[Items listed in a dataset]
PR #339, opened 2016-04-02
Improve the API for root key decoding

gfontenot:
I think the original reason for ordering the arguments as `rootKey`,
`object` was to be able to curry the function and partially apply the root
key (as seen in the tests). IMO, this is a weird optimization and let to a
kinda funky API. I think it probably makes more sense to accept that
currying in this way isn't reasonable, and instead order the arguments so
that our `decode` functions have a consistent pattern.

I've also re-ordered these functions for pedantic reasons.

### DIFF
--- a/Argo/Functions/decode.swift
+++ b/Argo/Functions/decode.swift
@@ -125,18 +125,18 @@ public func decode<T: Decodable where T == T.DecodedType>(object: AnyObject) -> 
   ```
   do {
     let object = try NSJSONSerialization.JSONObjectWithData(data, options: nil)
-    let str: Decoded<String> = decodeWithRootKey("value", object)
+    let str: Decoded<String> = decode(object, rootKey: "value")
   } catch {
     // handle error
   }
   ```
 
-  - parameter rootKey: The root key that contains the object to decode
   - parameter object: The `AnyObject` instance to attempt to decode
+  - parameter rootKey: The root key that contains the object to decode
 
   - returns: A `Decoded<T>` value where `T` is `Decodable`
 */
-public func decodeWithRootKey<T: Decodable where T == T.DecodedType>(rootKey: String, _ object: AnyObject) -> Decoded<T> {
+public func decode<T: Decodable where T == T.DecodedType>(object: AnyObject, rootKey: String) -> Decoded<T> {
   return JSON(object) <| rootKey
 }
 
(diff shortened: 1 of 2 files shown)


gfontenot:
All of this came to me while writing documentations for these functions. Changing the type from `AnyObject` to `[String: AnyObject]` seems like it's a big difference, but it felt weird needing to explain that via documentation when we could make the expectations explicit via the type itself.

tonyd256:
:+1: This makes sense

tonyd256:
@gfontenot after thinking about it ... what happens if the `AnyObject` returned from `NSJSONSerialization` isn't a dictionary? Would it crash when trying to pass it into this function or would the user have to cast it before? Anyways, what I'm getting at is that if the `AnyObject` is not a dictionary then you'll get a `Decoded` failure here. With this change, I'm unsure what will happen.

gfontenot:
@tonyd256 The user would need to cast the `AnyObject` to `[String: AnyObject]`. This is a bit of a change from the way we're doing things now, but it's actually much more explicit and I think it's a reasonable tradeoff.

Before:

```swift
let anyObj = NSJSONSerialization.whatevs
let obj: Foo? = anyObj.map { decodeWithRootKey("key", $0) }
```

After:

```swift
let anyObj = NSJSONSerialization.whatevs() as? [String: AnyObject]
let obj: Foo? = anyObj.map { decode($0, rootKey: "key") }
```

tonyd256:
Hmm, I'm a bit torn on this one. It is taking that conversion out of our hands but I think it could potentially hurt the user as it would now silently fail. In that example, it will silently fail regardless because it is requesting the optional form, but if the user requested the `Decoded` form, then the error would be silent. Keeping it `AnyObject` means we can return an error that says "you have an array but we expected an object" which could be helpful. thoughts?

tonyd256:
:+1:

gfontenot:
Had to re-do a lot of this because this didn't mesh up with #354 at all. I'd appreciate a re-review for sanity.

tonyd256:
I think all those doc examples need to use `try?` instead of `try` but otherwise :+1:

gfontenot:
No, the examples are using a `do`/`catch` block, so I believe `try` is correct here. The `Optional` is coming from the `as?` cast..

◆ EXERCISE: Look back at the records above. Repeat all of them exactly.

◆ REPLY:
PR #339, opened 2016-04-02
Improve the API for root key decoding

gfontenot:
I think the original reason for ordering the arguments as `rootKey`,
`object` was to be able to curry the function and partially apply the root
key (as seen in the tests). IMO, this is a weird optimization and let to a
kinda funky API. I think it probably makes more sense to accept that
currying in this way isn't reasonable, and instead order the arguments so
that our `decode` functions have a consistent pattern.

I've also re-ordered these functions for pedantic reasons.

### DIFF
--- a/Argo/Functions/decode.swift
+++ b/Argo/Functions/decode.swift
@@ -125,18 +125,18 @@ public func decode<T: Decodable where T == T.DecodedType>(object: AnyObject) -> 
   ```
   do {
     let object = try NSJSONSerialization.JSONObjectWithData(data, options: nil)
-    let str: Decoded<String> = decodeWithRootKey("value", object)
+    let str: Decoded<String> = decode(object, rootKey: "value")
   } catch {
     // handle error
   }
   ```
 
-  - parameter rootKey: The root key that contains the object to decode
   - parameter object: The `AnyObject` instance to attempt to decode
+  - parameter rootKey: The root key that contains the object to decode
 
   - returns: A `Decoded<T>` value where `T` is `Decodable`
 */
-public func decodeWithRootKey<T: Decodable where T == T.DecodedType>(rootKey: String, _ object: AnyObject) -> Decoded<T> {
+public func decode<T: Decodable where T == T.DecodedType>(object: AnyObject, rootKey: String) -> Decoded<T> {
   return JSON(object) <| rootKey
 }
 
(diff shortened: 1 of 2 files shown)


gfontenot:
All of this came to me while writing documentations for these functions. Changing the type from `AnyObject` to `[String: AnyObject]` seems like it's a big difference, but it felt weird needing to explain that via documentation when we could make the expectations explicit via the type itself.

tonyd256:
:+1: This makes sense

tonyd256:
@gfontenot after thinking about it ... what happens if the `AnyObject` returned from `NSJSONSerialization` isn't a dictionary? Would it crash when trying to pass it into this function or would the user have to cast it before? Anyways, what I'm getting at is that if the `AnyObject` is not a dictionary then you'll get a `Decoded` failure here. With this change, I'm unsure what will happen.

gfontenot:
@tonyd256 The user would need to cast the `AnyObject` to `[String: AnyObject]`. This is a bit of a change from the way we're doing things now, but it's actually much more explicit and I think it's a reasonable tradeoff.

Before:

```swift
let anyObj = NSJSONSerialization.whatevs
let obj: Foo? = anyObj.map { decodeWithRootKey("key", $0) }
```

After:

```swift
let anyObj = NSJSONSerialization.whatevs() as? [String: AnyObject]
let obj: Foo? = anyObj.map { decode($0, rootKey: "key") }
```

tonyd256:
Hmm, I'm a bit torn on this one. It is taking that conversion out of our hands but I think it could potentially hurt the user as it would now silently fail. In that example, it will silently fail regardless because it is requesting the optional form, but if the user requested the `Decoded` form, then the error would be silent. Keeping it `AnyObject` means we can return an error that says "you have an array but we expected an object" which could be helpful. thoughts?

tonyd256:
:+1:

gfontenot:
Had to re-do a lot of this because this didn't mesh up with #354 at all. I'd appreciate a re-review for sanity.

tonyd256:
I think all those doc examples need to use `try?` instead of `try` but otherwise :+1:

gfontenot:
No, the examples are using a `do`/`catch` block, so I believe `try` is correct here. The `Optional` is coming from the `as?` cast..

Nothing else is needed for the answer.